**Task item**
Once you reach the line that holds "lumberj: (config mutable during unit testing)" in the listing below, output it and every line after it through the line that holds "a broken implementation.", word for word.

-*-*-

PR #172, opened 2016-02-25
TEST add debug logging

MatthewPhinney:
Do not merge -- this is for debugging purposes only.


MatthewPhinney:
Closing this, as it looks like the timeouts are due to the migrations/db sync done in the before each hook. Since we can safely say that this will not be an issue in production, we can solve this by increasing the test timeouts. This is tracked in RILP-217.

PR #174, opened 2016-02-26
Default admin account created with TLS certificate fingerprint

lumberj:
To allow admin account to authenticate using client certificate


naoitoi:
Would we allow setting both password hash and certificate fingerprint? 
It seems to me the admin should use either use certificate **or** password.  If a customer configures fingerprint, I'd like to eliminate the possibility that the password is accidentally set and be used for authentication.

-*-*-

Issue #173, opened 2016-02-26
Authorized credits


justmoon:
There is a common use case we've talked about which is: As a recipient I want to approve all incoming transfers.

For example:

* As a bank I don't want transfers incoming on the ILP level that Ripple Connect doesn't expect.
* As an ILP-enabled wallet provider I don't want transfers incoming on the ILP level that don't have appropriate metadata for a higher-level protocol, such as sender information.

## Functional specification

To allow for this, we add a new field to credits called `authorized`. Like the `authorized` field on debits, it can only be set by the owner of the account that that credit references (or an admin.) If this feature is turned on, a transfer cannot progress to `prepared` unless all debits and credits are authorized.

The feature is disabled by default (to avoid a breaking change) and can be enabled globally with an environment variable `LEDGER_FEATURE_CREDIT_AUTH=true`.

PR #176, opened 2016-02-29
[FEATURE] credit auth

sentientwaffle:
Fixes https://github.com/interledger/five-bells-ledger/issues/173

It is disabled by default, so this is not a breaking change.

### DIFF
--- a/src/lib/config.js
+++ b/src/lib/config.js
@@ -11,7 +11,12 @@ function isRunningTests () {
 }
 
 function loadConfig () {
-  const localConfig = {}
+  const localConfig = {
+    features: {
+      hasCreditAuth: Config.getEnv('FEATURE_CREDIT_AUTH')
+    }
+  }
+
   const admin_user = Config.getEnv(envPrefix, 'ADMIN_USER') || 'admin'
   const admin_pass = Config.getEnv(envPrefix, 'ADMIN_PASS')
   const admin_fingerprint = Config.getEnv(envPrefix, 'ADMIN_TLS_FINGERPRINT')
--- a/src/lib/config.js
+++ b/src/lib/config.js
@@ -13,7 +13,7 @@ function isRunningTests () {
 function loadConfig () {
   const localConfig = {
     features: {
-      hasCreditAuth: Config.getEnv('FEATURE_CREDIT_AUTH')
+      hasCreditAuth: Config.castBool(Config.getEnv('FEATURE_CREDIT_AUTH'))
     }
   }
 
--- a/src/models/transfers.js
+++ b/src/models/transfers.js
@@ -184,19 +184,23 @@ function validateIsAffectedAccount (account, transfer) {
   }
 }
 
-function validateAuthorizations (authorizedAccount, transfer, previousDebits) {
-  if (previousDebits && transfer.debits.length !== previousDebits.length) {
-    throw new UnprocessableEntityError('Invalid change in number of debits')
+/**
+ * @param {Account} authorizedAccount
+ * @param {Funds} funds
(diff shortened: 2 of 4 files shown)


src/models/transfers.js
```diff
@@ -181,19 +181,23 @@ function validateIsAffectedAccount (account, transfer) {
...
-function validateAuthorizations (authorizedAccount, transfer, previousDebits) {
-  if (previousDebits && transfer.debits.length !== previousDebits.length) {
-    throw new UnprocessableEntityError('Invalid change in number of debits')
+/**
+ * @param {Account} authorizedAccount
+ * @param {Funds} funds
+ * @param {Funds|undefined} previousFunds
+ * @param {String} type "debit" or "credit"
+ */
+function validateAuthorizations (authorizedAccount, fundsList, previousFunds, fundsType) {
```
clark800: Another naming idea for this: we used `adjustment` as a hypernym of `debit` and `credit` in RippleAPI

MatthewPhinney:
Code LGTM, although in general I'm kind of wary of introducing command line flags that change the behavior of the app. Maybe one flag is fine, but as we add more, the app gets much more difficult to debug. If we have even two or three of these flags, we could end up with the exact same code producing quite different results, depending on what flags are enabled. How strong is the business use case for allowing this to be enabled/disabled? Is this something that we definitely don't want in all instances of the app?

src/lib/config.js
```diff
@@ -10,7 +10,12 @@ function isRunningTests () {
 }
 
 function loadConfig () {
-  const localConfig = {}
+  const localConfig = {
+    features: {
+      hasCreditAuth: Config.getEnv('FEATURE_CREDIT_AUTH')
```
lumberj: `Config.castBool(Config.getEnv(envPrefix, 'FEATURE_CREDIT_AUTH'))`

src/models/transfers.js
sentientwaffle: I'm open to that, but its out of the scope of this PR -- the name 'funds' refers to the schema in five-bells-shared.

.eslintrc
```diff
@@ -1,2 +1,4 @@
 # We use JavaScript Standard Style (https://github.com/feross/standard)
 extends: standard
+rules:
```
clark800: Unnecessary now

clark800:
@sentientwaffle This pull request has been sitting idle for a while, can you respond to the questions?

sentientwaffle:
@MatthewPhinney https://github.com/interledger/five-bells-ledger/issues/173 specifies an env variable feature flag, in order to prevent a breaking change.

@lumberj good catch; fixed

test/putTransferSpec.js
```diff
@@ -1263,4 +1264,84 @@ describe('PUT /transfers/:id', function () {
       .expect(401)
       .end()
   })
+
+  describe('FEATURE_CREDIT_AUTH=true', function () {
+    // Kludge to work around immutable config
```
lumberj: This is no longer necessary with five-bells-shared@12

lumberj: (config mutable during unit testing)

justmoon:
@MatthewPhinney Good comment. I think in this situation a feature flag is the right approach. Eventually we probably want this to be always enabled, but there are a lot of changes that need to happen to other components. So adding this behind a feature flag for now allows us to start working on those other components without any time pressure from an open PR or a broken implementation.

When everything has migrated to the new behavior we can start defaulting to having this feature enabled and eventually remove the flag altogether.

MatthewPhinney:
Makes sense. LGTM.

-*-*-

**Your solution**
lumberj: (config mutable during unit testing)

justmoon:
@MatthewPhinney Good comment. I think in this situation a feature flag is the right approach. Eventually we probably want this to be always enabled, but there are a lot of changes that need to happen to other components. So adding this behind a feature flag for now allows us to start working on those other components without any time pressure from an open PR or a broken implementation.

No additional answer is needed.